From the start of a career or over time, a job and or role can begin to define our identity and sense of worth (I speak from personal experience with the job category!), shaping not only how we practice faith, but how we relate to everyone around us. A passion for ministry, service, spiritual direction or even proclaiming the gospel (in whatever form) is not the same as a lived devotion to Christ Himself. The former can be theologically performed; the latter requires individual surrender and personal transformation. Following Christ is less about inhabiting a role or vocation and more about being continually and relationally transformed into His likeness. And we are each addressed personally, within the details of our own lives, and shaped there. Which naturally leads me to ask - what is God up to in your life? How do people around us, particularly those nearest to us, experience us?
Back to Larry and our first meeting
Dr Larry Crabb was a psychologist, author and spiritual director. He served as Distinguished Scholar in Residence at Colorado Christian University, and spiritual director for the American Association of Christian Counselors. Larry was also an accomplished, and a hilarious, Elvis impersonator!
My first introduction to Crabb was in the closing years of the 90s. I read his book “Finding God”, which was part of a book syllabus on a relational formation course I was attending (although it wasn’t labelled as such). My initial thoughts on reading his book were, doesn’t this man Crabb know the good news of the gospel?! But there was something in Larry’s book that resonated beneath the surface which I couldn’t put my finger on. Curiosity is sometimes known by another name, hunger. I met Larry in 2002 when I had unknowingly confused my own job with who I was. From the first half hour, at our first conversation, he was gently uncompromising. Crabb was a man who attracted me to a God who was already forming me in life-changing ways. And I got to know Larry better over subsequent years (he was a serious man of faith but also a wonderfully humorous hilarious person). However, in that first conversation with Larry, I really didn’t receive his comments to me at all well; but they were divinely inspired, indeed life-changing, for which I am deeply grateful. And that is another story all together.
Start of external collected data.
PR #6044, opened 2022-06-01
erts: Improve internal hashing

jhogberg:
x86-64 has come a long way since the first processors were released in 2003, but most of us still build Erlang/OTP so that it could in theory run on a vintage Athlon 64. This PR introduces a configure flag to make it easier to use new instruction set extensions, and emits a warning when it hasn't been used to remind people that they're leaving performance on the table.

For example, map lookups become a lot quicker when the compiler is free to emit instructions for "bit count" and "leading zero count" instead of having to twiddle the bits manually, and internal hashing (used for maps, ETS, etc) can likewise become quicker if we use hash instructions instead of the current Jenkins96 hash.

To demonstrate this, I've included a quick-and-dirty implementation around the `crc32` / `crc32cw` instructions in this PR. The results are pretty sweet:

```erlang
-module(t).
-export([t/0, id/1]).

t() ->
    Map = maps:from_keys(lists:seq(1, 1000), id(1)),
    erlang:garbage_collect(),
    element(1, timer:tc(fun() -> bench(100000000, id(1), Map) end)).

bench(0, _, _) ->
    ok;
bench(N, Key, Map) ->
    #{ Key := I } = Map,
    bench(N - I, Key, Map).

id(I) -> I.
```

Built with `./otp_build setup`:
```
1> t:t().
1627577
2> t:t().
1648546
3> t:t().
1627494
```
Built with `./otp_build setup --with-march=skylake`:

```
1> t:t().
1155951
2> t:t().
1151126
3> t:t().
1129490
```


garazdawi:
I wonder if it is not better for us to add some reasonable default value that the user will have to switch off if they do not want it?

I don't really like that running configure without any options always emits a big warning.

garazdawi:
Also, would it be possible to do the refactoring and improvements of the hash function in separate commits so that it is possible to see what changes have been made?

KennethL:
I also think that we should have reasonable defaults assuming reasonable modern CPU architecture. And that the user has to turn off support for features instead of turning them on.

By the way what happens if an alternative not supported by the current CPU is given to configure? Will it test it and fail in an understandable way?

Also if a binary of `erts` is built with use of certain instructions will that crash in a bad way on a cpu that does not support them or can this be tested at startup and then we can do a graceful and for the user understandable termination of `erts`?

Not that I am very positive to that we try to use new instructions if they can give significant performance improvements.

jhogberg:
> I wonder if it is not better for us to add some reasonable default value that the user will have to switch off if they do not want it?

> I also think that we should have reasonable defaults assuming reasonable modern CPU architecture. And that the user has to turn off support for features instead of turning them on.

My first attempt did that, with a check of all extensions at startup so that it would fail immediately with an error message telling the user to rebuild with a certain flag, but after discussing it with @rickard-green we decided to leave it entirely to the user.

The gist of it is that if someone distributes binary builds for their Linux distribution, using modern instructions might break for some end-user that uses old hardware, so we can't be as aggressive as we'd like in our defaults. Even something as simple as requiring SSE4.2 will break for people who run on reasonably modern Intel Atom processors.

I'm not a huge fan of the warning either, and there's always the risk that a user sets this and forgets about it for 10 years, losing out on progress they'd otherwise have if we had a default that got regularly bumped. We need to decide which is the lesser evil, and I'm fine either way.

> Also, would it be possible to do the refactoring and improvements of the hash function in separate commits so that it is possible to see what changes have been made?

Sure thing, I've pushed an update with that change now.

erts/emulator/beam/erl_term_hashing.c
```diff
@@ -0,0 +1,1724 @@
...
+                (((((hash)*(Prime1) + (x & 0xFF)) * (Prime1) +                \
+                ((x >> 8) & 0xFF)) * (Prime1) +                                \
+                ((x >> 16) & 0xFF)) * (Prime1) +                        \
+                 (x >> 24));                                                \
+        } while(0)
+
+#define UINT32_HASH_RET(Expr, Prime1, Prime2)           \
+        UINT32_HASH_STEP(Expr, Prime1);                        \
+        hash = hash * (Prime2);                                \
+        break
```
bjorng, line 191: While at I, I suggest that you clean up the arrangement of the backslashes.

KennethL: I am not sure what you mean with this:
`My first attempt did that, with a check of all extensions at startup so that it would fail immediately with an error message telling the user to rebuild with a certain flag, but after discussing it with @rickard-green we decided to leave it entirely to the user.`

At startup of the Erlang VM we test if the instructions we intend to use (chosen at configure and defaults) actually is supported on the CPU where we are running. We then terminate in an understandable way.

With "leave entirely to the user" I don't understand what you mean. Should it just crash later at some random time depending on what the Erlang system is doing? Should it crash with the user reporting a suspected bug to us?

I would also think that we should clearly state that we don't guarantee that our binaries built on or for one system works on other systems without the user taking care of that by selecting the appropriate options at configure time. I also assume that cross builds has a role to play here. A cross build it intended for a specific OS and architecture, it is up to the user to get this right.

KennethL: I just talked to @rickard-green and know more now. You don't need to answer my previous comment

jhogberg:
I just saw your message about not needing to reply, but I figure might reply anyway in case someone's interested:

> At startup of the Erlang VM we test if the instructions we intend to use (chosen at configure and defaults) actually is supported on the CPU where we are running. We then terminate in an understandable way.

Yes, that's roughly what it did, sorry for being unclear.

When we select which extensions to use it's easy add checks for them. For example if we say that we're compiling with SSE4.2 then we can try to execute an SSE4.2 instruction and crash with a proper error message.

> With "leave entirely to the user" I don't understand what you mean. Should it just crash later at some random time depending on what the Erlang system is doing? Should it crash with the user reporting a suspected bug to us?

This PR leaves the problem to the user: they select which extensions they want to use, and then it might crash somewhere with `SIGILL` if they run it on an unsupported processor. It's entirely on them to do things right.

The reason we cannot add a feature test when the user selects the extensions is that there's no way to check it in a forward-compatible manner.

If Intel releases a cool new processor tomorrow and someone compiles with `--with-march=coolnewprocessor`, the compiler will happily set the `__COOL_NEW_INSTRUCTIONS__` feature macro, but if we haven't updated the check to account for that, then the check will erroneously pass and we're back to square one.

garazdawi:
I'm wondering a bit why we need a configure flag for `-march`? It has always been possible to do `./configure CFLAGS="-march=native -O2 -g"` to do the same thing.

jhogberg:
The main reason is that this started as `--enable/disable-modern-instructions` where we controlled the options :smile: 

I kept it a configure option as I wanted to warn users when they hadn't made a choice, because it's basically "free performance" for most people. While we can scan `CFLAGS` for the `-march` option, there's no way to know whether the user omitted it on purpose or not, so someone who really wants to compile for the baseline would still get a warning.

mikpe:
Could support for newer instructions be detected at configure-time? I would prefer if this happens automatically as the result of either CC/CXX defaulting to some newer arch level, or CFLAGS selecting that.

Also, "modern instructions" is a poor choice of option, since its meaning varies over time and architecture. IMO it would be better to have explicit --enable-<specific-instruction-or-ISA-level> options.

I would hate if OTP by default builds an executable that doesn't run on the build system.

mikpe:
> > Could support for newer instructions be detected at configure-time? I would prefer if this happens automatically as the result of either CC/CXX defaulting to some newer arch level, or CFLAGS selecting that.
> 
> That was the plan back when it was `--enable-modern-instructions`: one check at configure-time and then another at runtime in case someone moved it to a different machine. I removed those after changing it to `--with-march=arch` which left all responsibility to the user.

Ok, passing --with-march=arch to OTP's ./configure is entirely reasonable.

PR #6045, opened 2022-06-02
Introduce receive optimisation to dets calls

ssmyczynski:
Current implementation of `dets:req/2` function in `dets` module is not using receive optimisation.

Module `dets` is used as a backend for `mnesia`'s `disc_only_copies` tables. All dirty operations, or symmetric transactions (`sym_trans`) are executed in context of a single `mnesia_tm` process which means that in case of using `disc_only_copies` tables we are actually vulnerable to non-optimised `dets` calls in case when `mnesia_tm` message queue is busy.

The proposed solution introduces receive optimisation to avoid that potential problem.

### DIFF
--- a/lib/stdlib/src/dets.erl
+++ b/lib/stdlib/src/dets.erl
@@ -93,7 +93,8 @@
               tab_name/0]).
 
 -compile({inline, [{einval,2},{badarg,2},{undefined,1},
-                   {badarg_exit,2},{lookup_reply,2}]}).
+                   {badarg_exit,2},{lookup_reply,2},
+                   {pidof,1},{resp,2}]}).
 
 -include_lib("kernel/include/file.hrl").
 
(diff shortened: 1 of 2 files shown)


lib/stdlib/src/dets.erl
```diff
@@ -1237,15 +1238,27 @@ treq(Tab, R) ->
...
+    Pid;
+pidof(Pid) ->
+    Pid.
+
+%% Inlined.
+resp({Pid, Ref} = _From, Message) ->
+    Pid ! {self(), Ref, Message}, ok;
+resp(Pid, Message) ->
+    Pid ! {self(), Message}, ok.
+
```
mikpe, line 1261: Do you really need to keep support for replying to old Ref-less calls?

ssmyczynski: You are right, we do not need to keep it anymore. Fixed.

ssmyczynski: `dets` server sends some messages to itself without using references (`auto_save` | `may_grow` | `{delayed_write, _}`) but in that case it does not send nor expect any response.

mikpe:
LGTM

garazdawi:
Thanks!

Shaping ourselves or being shaped?
As Christians, are we shaping ourselves into authors, pastors, leaders, writers, artists, and creatives, or are we allowing ourselves to be transformed? What’s the difference? A transformed life calls us into being fully alive and fully human, rather than collapsing our identity into our vocations and callings.
Pastors and Ministers, if you’d like an informal conversation over a coffee, around your life and your faith, get in touch.
-Andy.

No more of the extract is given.